» **What is expected**: Write out each line of the material again, word for word.
*** Begin section ***
PR #610, opened 2015-04-22
Verbose and JUnit

basvodde:
Step #3 of getting verbose and JUnitOutput without ever touching the JUnitOutput class.

### DIFF
--- a/src/CppUTest/CommandLineTestRunner.cpp
+++ b/src/CppUTest/CommandLineTestRunner.cpp
@@ -137,6 +137,14 @@ TestOutput* CommandLineTestRunner::createConsoleOutput()
     return new ConsoleTestOutput;
 }
 
+TestOutput* CommandLineTestRunner::createCompositeOutput(TestOutput* outputOne, TestOutput* outputTwo)
+{
+  CompositeTestOutput* composite = new CompositeTestOutput;
+  composite->setOutputOne(outputOne);
+  composite->setOutputTwo(outputTwo);
+  return composite;
+}
+
 bool CommandLineTestRunner::parseArguments(TestPlugin* plugin)
 {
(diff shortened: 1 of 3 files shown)


src/CppUTest/CommandLineTestRunner.cpp
```diff
@@ -145,8 +153,11 @@ bool CommandLineTestRunner::parseArguments(TestPlugin* plugin)
...
 
-  if (arguments_->isJUnitOutput())
+  if (arguments_->isJUnitOutput()) {
     output_= createJUnitOutput(arguments_->getPackageName());
+    if (arguments_->isVerbose())
+      output_ = createCompositeOutput(output_, createConsoleOutput());
+  }
   else
     output_ = createConsoleOutput();
   return true;
```
arstrube: I guess I dont like the new which is not balanced by a delete.
I also don't really like that a different output is created depending on the arguments.
My solution required no changes to CommandLineTestRunner....
In isolation, I like your CompositeTestOutput.
However, I do feel that my solution integrates more nicely into the existing code.

I there some way that you can avoid new'ing in one place and delete'ing in another?

basvodde: In case of a Composite, the new/delete mismatch makes sense as the Composite must take ownership of it for it to be treated as one.

I don't like the changes needed for JUnitOutput as the functionality requested isn't related to jUnitOutput, but it is related to CommandLineRunner. So, to me, this change makes a lot more sense and JUnitOutput doesn't know about ConsoleTestOutput... as it shouldn't.

arstrube: You are right about that JUnitOutput shouldn't know about it, which is why I prefer your solution, too.

I just wish we could do the test runner side more elegantly....

PR #614, opened 2015-04-23
Fix examples for VC6 .. VS2005 etc.

arstrube:
1. Made the .dsp files usable again
2. Removed confusing path to platform specific code
3. Got rid of linker problems

@Andne, @PaulBussmann please double-check

P.S. If VC6 is not available, can be imported into VS2008 and should behave properly. Can be imported into VS201x via VS2008.


arstrube:
Got rid of the messy diff for CppUTest.dsp.
Undoing the mis-merge looks messy in itself; look at individual commits to get a clearer picture of the changes.
Both Debug and Release targets now working properly.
*** End section ***
» **Result of the task**:
PR #610, opened 2015-04-22
Verbose and JUnit

basvodde:
Step #3 of getting verbose and JUnitOutput without ever touching the JUnitOutput class.

### DIFF
--- a/src/CppUTest/CommandLineTestRunner.cpp
+++ b/src/CppUTest/CommandLineTestRunner.cpp
@@ -137,6 +137,14 @@ TestOutput* CommandLineTestRunner::createConsoleOutput()
     return new ConsoleTestOutput;
 }
 
+TestOutput* CommandLineTestRunner::createCompositeOutput(TestOutput* outputOne, TestOutput* outputTwo)
+{
+  CompositeTestOutput* composite = new CompositeTestOutput;
+  composite->setOutputOne(outputOne);
+  composite->setOutputTwo(outputTwo);
+  return composite;
+}
+
 bool CommandLineTestRunner::parseArguments(TestPlugin* plugin)
 {
(diff shortened: 1 of 3 files shown)


src/CppUTest/CommandLineTestRunner.cpp
```diff
@@ -145,8 +153,11 @@ bool CommandLineTestRunner::parseArguments(TestPlugin* plugin)
...
 
-  if (arguments_->isJUnitOutput())
+  if (arguments_->isJUnitOutput()) {
     output_= createJUnitOutput(arguments_->getPackageName());
+    if (arguments_->isVerbose())
+      output_ = createCompositeOutput(output_, createConsoleOutput());
+  }
   else
     output_ = createConsoleOutput();
   return true;
```
arstrube: I guess I dont like the new which is not balanced by a delete.
I also don't really like that a different output is created depending on the arguments.
My solution required no changes to CommandLineTestRunner....
In isolation, I like your CompositeTestOutput.
However, I do feel that my solution integrates more nicely into the existing code.

I there some way that you can avoid new'ing in one place and delete'ing in another?

basvodde: In case of a Composite, the new/delete mismatch makes sense as the Composite must take ownership of it for it to be treated as one.

I don't like the changes needed for JUnitOutput as the functionality requested isn't related to jUnitOutput, but it is related to CommandLineRunner. So, to me, this change makes a lot more sense and JUnitOutput doesn't know about ConsoleTestOutput... as it shouldn't.

arstrube: You are right about that JUnitOutput shouldn't know about it, which is why I prefer your solution, too.

I just wish we could do the test runner side more elegantly....

PR #614, opened 2015-04-23
Fix examples for VC6 .. VS2005 etc.

arstrube:
1. Made the .dsp files usable again
2. Removed confusing path to platform specific code
3. Got rid of linker problems

@Andne, @PaulBussmann please double-check

P.S. If VC6 is not available, can be imported into VS2008 and should behave properly. Can be imported into VS201x via VS2008.


arstrube:
Got rid of the messy diff for CppUTest.dsp.
Undoing the mis-merge looks messy in itself; look at individual commits to get a clearer picture of the changes.
Both Debug and Release targets now working properly.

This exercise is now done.